### Activity
Write out all of the listing exactly. Add nothing to it.

### Data shown
*** Block opens ***

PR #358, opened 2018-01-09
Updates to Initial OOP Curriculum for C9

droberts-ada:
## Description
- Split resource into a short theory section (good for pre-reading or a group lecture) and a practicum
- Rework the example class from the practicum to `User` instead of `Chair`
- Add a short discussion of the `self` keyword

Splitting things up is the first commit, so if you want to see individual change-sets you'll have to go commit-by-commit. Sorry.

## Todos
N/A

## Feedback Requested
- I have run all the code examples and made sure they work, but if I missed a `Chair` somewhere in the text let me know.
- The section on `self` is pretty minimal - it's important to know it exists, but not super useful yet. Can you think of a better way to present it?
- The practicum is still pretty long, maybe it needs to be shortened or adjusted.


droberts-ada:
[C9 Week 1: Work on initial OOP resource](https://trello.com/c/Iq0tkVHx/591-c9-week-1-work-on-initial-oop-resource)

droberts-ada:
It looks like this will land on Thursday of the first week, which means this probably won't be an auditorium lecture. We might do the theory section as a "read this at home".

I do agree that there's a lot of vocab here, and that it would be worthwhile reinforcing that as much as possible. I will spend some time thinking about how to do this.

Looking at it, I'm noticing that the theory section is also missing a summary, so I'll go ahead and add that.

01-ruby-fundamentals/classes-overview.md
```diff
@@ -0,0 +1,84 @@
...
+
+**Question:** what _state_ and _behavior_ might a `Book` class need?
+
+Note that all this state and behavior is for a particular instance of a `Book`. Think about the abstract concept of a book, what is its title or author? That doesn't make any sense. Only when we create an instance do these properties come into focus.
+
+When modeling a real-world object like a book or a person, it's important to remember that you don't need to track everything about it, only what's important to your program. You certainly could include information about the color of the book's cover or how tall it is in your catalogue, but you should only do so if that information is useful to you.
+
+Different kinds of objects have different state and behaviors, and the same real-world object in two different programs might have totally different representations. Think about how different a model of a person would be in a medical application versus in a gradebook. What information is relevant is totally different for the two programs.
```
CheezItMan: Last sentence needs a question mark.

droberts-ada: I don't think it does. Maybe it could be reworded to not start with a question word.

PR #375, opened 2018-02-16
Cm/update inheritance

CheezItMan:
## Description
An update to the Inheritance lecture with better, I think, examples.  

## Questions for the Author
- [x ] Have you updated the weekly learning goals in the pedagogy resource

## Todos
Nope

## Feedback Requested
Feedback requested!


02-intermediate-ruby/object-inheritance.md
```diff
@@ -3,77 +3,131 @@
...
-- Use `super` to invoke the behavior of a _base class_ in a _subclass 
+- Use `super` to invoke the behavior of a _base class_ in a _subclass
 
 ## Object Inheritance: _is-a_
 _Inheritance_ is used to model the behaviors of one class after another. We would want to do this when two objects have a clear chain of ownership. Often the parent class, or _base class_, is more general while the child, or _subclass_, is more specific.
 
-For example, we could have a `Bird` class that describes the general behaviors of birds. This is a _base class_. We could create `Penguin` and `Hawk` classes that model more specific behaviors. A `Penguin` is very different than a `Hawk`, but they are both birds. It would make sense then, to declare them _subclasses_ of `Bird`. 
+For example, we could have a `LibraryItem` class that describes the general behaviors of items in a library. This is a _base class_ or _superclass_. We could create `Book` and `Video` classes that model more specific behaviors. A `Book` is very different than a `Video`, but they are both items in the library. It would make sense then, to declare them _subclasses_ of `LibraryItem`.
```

*** Block closes ***

### Output of the exercise
PR #358, opened 2018-01-09
Updates to Initial OOP Curriculum for C9

droberts-ada:
## Description
- Split resource into a short theory section (good for pre-reading or a group lecture) and a practicum
- Rework the example class from the practicum to `User` instead of `Chair`
- Add a short discussion of the `self` keyword

Splitting things up is the first commit, so if you want to see individual change-sets you'll have to go commit-by-commit. Sorry.

## Todos
N/A

## Feedback Requested
- I have run all the code examples and made sure they work, but if I missed a `Chair` somewhere in the text let me know.
- The section on `self` is pretty minimal - it's important to know it exists, but not super useful yet. Can you think of a better way to present it?
- The practicum is still pretty long, maybe it needs to be shortened or adjusted.


droberts-ada:
[C9 Week 1: Work on initial OOP resource](https://trello.com/c/Iq0tkVHx/591-c9-week-1-work-on-initial-oop-resource)

droberts-ada:
It looks like this will land on Thursday of the first week, which means this probably won't be an auditorium lecture. We might do the theory section as a "read this at home".

I do agree that there's a lot of vocab here, and that it would be worthwhile reinforcing that as much as possible. I will spend some time thinking about how to do this.

Looking at it, I'm noticing that the theory section is also missing a summary, so I'll go ahead and add that.

01-ruby-fundamentals/classes-overview.md
```diff
@@ -0,0 +1,84 @@
...
+
+**Question:** what _state_ and _behavior_ might a `Book` class need?
+
+Note that all this state and behavior is for a particular instance of a `Book`. Think about the abstract concept of a book, what is its title or author? That doesn't make any sense. Only when we create an instance do these properties come into focus.
+
+When modeling a real-world object like a book or a person, it's important to remember that you don't need to track everything about it, only what's important to your program. You certainly could include information about the color of the book's cover or how tall it is in your catalogue, but you should only do so if that information is useful to you.
+
+Different kinds of objects have different state and behaviors, and the same real-world object in two different programs might have totally different representations. Think about how different a model of a person would be in a medical application versus in a gradebook. What information is relevant is totally different for the two programs.
```
CheezItMan: Last sentence needs a question mark.

droberts-ada: I don't think it does. Maybe it could be reworded to not start with a question word.

PR #375, opened 2018-02-16
Cm/update inheritance

CheezItMan:
## Description
An update to the Inheritance lecture with better, I think, examples.  

## Questions for the Author
- [x ] Have you updated the weekly learning goals in the pedagogy resource

## Todos
Nope

## Feedback Requested
Feedback requested!


02-intermediate-ruby/object-inheritance.md
```diff
@@ -3,77 +3,131 @@
...
-- Use `super` to invoke the behavior of a _base class_ in a _subclass 
+- Use `super` to invoke the behavior of a _base class_ in a _subclass
 
 ## Object Inheritance: _is-a_
 _Inheritance_ is used to model the behaviors of one class after another. We would want to do this when two objects have a clear chain of ownership. Often the parent class, or _base class_, is more general while the child, or _subclass_, is more specific.
 
-For example, we could have a `Bird` class that describes the general behaviors of birds. This is a _base class_. We could create `Penguin` and `Hawk` classes that model more specific behaviors. A `Penguin` is very different than a `Hawk`, but they are both birds. It would make sense then, to declare them _subclasses_ of `Bird`. 
+For example, we could have a `LibraryItem` class that describes the general behaviors of items in a library. This is a _base class_ or _superclass_. We could create `Book` and `Video` classes that model more specific behaviors. A `Book` is very different than a `Video`, but they are both items in the library. It would make sense then, to declare them _subclasses_ of `LibraryItem`.
```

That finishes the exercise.